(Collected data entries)
[Start of Attachment]

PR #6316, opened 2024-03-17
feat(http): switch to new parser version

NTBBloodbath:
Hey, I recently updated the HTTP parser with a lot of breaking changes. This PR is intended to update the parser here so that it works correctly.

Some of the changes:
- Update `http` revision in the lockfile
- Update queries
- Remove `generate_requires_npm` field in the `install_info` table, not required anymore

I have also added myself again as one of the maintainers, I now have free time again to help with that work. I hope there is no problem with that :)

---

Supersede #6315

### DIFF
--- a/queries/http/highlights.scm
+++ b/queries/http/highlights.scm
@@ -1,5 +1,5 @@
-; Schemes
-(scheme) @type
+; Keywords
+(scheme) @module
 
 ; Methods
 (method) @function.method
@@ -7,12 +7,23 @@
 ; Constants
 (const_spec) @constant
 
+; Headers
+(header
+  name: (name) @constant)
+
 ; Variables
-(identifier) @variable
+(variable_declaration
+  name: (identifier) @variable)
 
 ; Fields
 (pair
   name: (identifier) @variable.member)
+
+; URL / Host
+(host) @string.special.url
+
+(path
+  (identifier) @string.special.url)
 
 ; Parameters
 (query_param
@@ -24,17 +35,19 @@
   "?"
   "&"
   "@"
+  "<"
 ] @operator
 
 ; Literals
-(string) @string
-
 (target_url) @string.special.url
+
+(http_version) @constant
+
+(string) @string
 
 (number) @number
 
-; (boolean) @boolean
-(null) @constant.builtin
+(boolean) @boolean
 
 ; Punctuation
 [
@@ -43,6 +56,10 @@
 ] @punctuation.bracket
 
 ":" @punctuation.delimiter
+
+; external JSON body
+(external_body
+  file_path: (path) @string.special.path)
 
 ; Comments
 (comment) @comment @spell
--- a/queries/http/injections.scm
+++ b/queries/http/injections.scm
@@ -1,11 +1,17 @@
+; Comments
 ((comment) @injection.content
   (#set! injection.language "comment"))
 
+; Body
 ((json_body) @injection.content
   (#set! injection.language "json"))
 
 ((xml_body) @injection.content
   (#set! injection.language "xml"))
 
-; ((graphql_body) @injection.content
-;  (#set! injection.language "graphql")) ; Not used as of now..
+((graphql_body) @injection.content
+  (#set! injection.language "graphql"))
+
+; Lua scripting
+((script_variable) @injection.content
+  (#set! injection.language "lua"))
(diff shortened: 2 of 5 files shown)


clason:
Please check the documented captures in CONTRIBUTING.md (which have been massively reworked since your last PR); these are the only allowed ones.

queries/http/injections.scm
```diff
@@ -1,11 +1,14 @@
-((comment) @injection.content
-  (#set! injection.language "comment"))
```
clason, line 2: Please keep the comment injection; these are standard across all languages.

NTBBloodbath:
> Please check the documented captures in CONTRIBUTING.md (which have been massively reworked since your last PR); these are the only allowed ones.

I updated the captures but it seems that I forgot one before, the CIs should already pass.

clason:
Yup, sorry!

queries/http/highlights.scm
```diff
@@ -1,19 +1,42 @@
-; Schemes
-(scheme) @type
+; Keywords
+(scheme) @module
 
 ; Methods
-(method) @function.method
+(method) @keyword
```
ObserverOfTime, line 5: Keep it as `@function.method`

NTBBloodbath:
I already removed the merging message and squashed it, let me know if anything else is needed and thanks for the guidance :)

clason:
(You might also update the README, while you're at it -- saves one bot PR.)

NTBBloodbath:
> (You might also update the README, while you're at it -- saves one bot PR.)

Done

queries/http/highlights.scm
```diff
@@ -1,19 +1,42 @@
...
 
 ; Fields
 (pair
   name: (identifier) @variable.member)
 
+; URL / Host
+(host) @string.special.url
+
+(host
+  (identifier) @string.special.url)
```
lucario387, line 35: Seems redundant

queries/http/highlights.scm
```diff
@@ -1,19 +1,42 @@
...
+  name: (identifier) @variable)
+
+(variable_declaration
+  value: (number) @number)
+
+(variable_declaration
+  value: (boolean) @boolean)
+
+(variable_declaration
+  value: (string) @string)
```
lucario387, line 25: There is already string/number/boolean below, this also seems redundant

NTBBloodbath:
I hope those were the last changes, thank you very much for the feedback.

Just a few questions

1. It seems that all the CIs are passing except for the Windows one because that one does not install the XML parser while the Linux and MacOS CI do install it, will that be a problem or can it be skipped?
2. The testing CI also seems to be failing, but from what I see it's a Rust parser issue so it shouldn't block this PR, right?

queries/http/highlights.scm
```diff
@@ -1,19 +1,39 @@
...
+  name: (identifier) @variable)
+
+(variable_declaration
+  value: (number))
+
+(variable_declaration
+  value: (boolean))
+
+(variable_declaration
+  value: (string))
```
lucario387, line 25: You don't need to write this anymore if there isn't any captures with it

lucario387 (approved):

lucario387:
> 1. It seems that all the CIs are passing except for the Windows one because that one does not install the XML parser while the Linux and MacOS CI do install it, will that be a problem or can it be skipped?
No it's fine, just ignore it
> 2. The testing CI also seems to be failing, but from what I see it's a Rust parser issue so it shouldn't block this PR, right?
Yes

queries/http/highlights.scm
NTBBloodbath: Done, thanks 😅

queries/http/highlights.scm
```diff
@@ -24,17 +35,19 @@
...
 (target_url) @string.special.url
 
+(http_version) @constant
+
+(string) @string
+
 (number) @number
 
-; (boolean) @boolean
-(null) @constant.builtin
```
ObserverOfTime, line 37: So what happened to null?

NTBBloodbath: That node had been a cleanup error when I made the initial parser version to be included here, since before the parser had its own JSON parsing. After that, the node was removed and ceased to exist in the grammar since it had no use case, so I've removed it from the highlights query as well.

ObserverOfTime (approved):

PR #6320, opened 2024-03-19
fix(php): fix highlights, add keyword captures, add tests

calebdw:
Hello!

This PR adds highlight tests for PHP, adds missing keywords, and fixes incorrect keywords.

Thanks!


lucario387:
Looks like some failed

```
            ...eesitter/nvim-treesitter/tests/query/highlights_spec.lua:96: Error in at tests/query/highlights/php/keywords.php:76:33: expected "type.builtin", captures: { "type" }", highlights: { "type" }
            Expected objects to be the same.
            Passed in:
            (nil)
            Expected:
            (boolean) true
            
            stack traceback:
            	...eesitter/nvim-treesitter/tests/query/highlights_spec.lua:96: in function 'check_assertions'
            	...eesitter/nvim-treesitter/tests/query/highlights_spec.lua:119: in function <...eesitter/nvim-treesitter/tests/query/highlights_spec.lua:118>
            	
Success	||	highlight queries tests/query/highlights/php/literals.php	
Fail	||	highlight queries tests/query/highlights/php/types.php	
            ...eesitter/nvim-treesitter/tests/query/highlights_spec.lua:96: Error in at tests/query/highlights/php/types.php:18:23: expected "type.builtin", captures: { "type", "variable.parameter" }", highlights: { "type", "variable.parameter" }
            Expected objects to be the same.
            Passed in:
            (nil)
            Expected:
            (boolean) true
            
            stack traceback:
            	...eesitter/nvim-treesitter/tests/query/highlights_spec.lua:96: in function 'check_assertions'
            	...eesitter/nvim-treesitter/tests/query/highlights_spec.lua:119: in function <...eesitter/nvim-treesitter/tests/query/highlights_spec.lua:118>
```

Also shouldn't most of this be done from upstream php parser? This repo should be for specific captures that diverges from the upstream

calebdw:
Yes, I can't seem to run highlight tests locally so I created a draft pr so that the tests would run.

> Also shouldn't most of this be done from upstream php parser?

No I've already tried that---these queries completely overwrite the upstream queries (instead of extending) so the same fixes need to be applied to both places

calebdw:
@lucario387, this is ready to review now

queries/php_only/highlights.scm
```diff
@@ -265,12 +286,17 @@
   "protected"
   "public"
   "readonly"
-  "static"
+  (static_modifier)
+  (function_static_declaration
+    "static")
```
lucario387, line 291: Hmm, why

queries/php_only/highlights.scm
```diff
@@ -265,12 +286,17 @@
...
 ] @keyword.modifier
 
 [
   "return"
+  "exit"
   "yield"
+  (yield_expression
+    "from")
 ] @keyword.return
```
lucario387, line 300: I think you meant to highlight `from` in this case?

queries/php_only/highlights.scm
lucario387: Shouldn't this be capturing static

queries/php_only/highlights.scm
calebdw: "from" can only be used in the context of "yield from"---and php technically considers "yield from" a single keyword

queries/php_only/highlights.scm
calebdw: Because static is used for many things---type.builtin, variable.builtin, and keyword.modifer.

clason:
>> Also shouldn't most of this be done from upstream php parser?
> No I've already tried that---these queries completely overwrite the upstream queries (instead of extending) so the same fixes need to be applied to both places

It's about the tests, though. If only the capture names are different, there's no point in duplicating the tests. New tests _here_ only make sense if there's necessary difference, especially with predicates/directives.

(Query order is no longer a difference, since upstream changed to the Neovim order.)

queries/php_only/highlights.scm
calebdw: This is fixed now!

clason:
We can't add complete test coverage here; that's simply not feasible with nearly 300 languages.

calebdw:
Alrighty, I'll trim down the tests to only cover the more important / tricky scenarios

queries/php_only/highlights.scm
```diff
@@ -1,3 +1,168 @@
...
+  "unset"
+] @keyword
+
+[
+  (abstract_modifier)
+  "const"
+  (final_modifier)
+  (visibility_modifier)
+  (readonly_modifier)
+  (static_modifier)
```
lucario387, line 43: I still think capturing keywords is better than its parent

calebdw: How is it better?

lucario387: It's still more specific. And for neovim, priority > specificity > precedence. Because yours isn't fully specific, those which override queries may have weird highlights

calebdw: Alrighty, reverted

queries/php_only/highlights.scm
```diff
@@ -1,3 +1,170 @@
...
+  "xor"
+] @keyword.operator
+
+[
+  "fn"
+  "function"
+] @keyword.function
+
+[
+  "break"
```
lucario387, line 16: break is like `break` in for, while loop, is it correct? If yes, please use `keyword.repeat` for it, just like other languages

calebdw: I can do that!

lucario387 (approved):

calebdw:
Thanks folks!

[End of Attachment]

Looking at the data above, work out how many lines contain "CONTRIBUTING" and answer with the figure only.

● **Answer to this task**:
2